═══ Given entries ═══

PR #2308, opened 2024-06-13
Allow trailing comma in feedback macros

clesmian:
This does not change any functionality, but makes the macros a bit easier to use, because they don't fail to match if there is a trailing comma for some reason.


tokatoka:
ty 👍

PR #2940, opened 2025-02-05
Add statistics. Move client stats from Monitor to EventManager

Evian-Zhang:
Follow up discussions in #2927.

At top of the description, I want to emphasize that, although this PR involves many lines, **I do not add, change or delete any user-aware features**. Only code refactor and performance optimize.

Previously, the statistics shown by monitors, including exec_per_secs, etc., are called client stats. All client stats are maintained by monitor. This is not ideal, since monitors should be something to display the stats, not to maintain the stats. As a consequence, there are lots of boilerplates across different Monitor's implementations, and is hard for extension.

In this PR, there are following changes:

* The client statistics structures are extracted and refactored to an individual module `statistics`. `monitors` module are only something related to display. Thanks for this change, the `monitors/mod.rs` finally looks fresh to me.
* The client statistics values are moved from fields of `Monitor`s to fields of `EventManager`. Since monitors are always invoked from eventmanager, **users don't need change anything**.
* The user_monitor is renamed to user_stats, which is related to some statistics more flexible, and is maintained ad-hocly across the whole crate. Accordingly, the origin `Aggregator`, which is used for aggregate user stats, is merged to `ClientStatsManager`, a manager used to manage all statistics. As a result, **all monitors can access the aggregated information easily**.

Future possibility:

* The monitors could be free of the `base`-pattern, as long as we figure out how to deal with the `start_time`.
* There may be some way to get rid of the `key.clone()` of user stats across the crate. For now, it is hard since we have llmp.

**I hope this PR is kept as code refactoring, any feature modification could be added in followed PRs.**

Feel free to put any questions :)

### DIFF
--- a/libafl/src/monitors/mod.rs
+++ b/libafl/src/monitors/mod.rs
@@ -21,496 +21,17 @@ pub use tui::TuiMonitor;
 #[cfg(all(feature = "prometheus_monitor", feature = "std"))]
 pub mod prometheus;
 
-use alloc::{
-    borrow::Cow,
-    fmt::Debug,
-    string::{String, ToString},
-    vec::Vec,
-};
+use alloc::{fmt::Debug, vec::Vec};
 use core::{fmt, fmt::Write, time::Duration};
 
-use hashbrown::HashMap;
 use libafl_bolts::{current_time, format_duration_hms, ClientId};
 #[cfg(all(feature = "prometheus_monitor", feature = "std"))]
 pub use prometheus::PrometheusMonitor;
-use serde::{Deserialize, Serialize};
 
-#[cfg(feature = "afl_exec_sec")]
-const CLIENT_STATS_TIME_WINDOW_SECS: u64 = 5; // 5 seconds
-
-/// Definition of how we aggreate this across multiple clients
-#[derive(Serialize, Deserialize, Debug, Clone)]
-pub enum AggregatorOps {
-    /// Do nothing
-    None,
-    /// Add stats up
-    Sum,
-    /// Average stats out
-    Avg,
-    /// Get the min
-    Min,
-    /// Get the max
-    Max,
-}
-
-/// The standard aggregator, plug this into the monitor to use
-#[derive(Serialize, Deserialize, Debug, Clone, Default)]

═══

What you should do = Copy each line above where "Serialize" appears.

Written solution =
-use serde::{Deserialize, Serialize};
-#[derive(Serialize, Deserialize, Debug, Clone)]
-#[derive(Serialize, Deserialize, Debug, Clone, Default)]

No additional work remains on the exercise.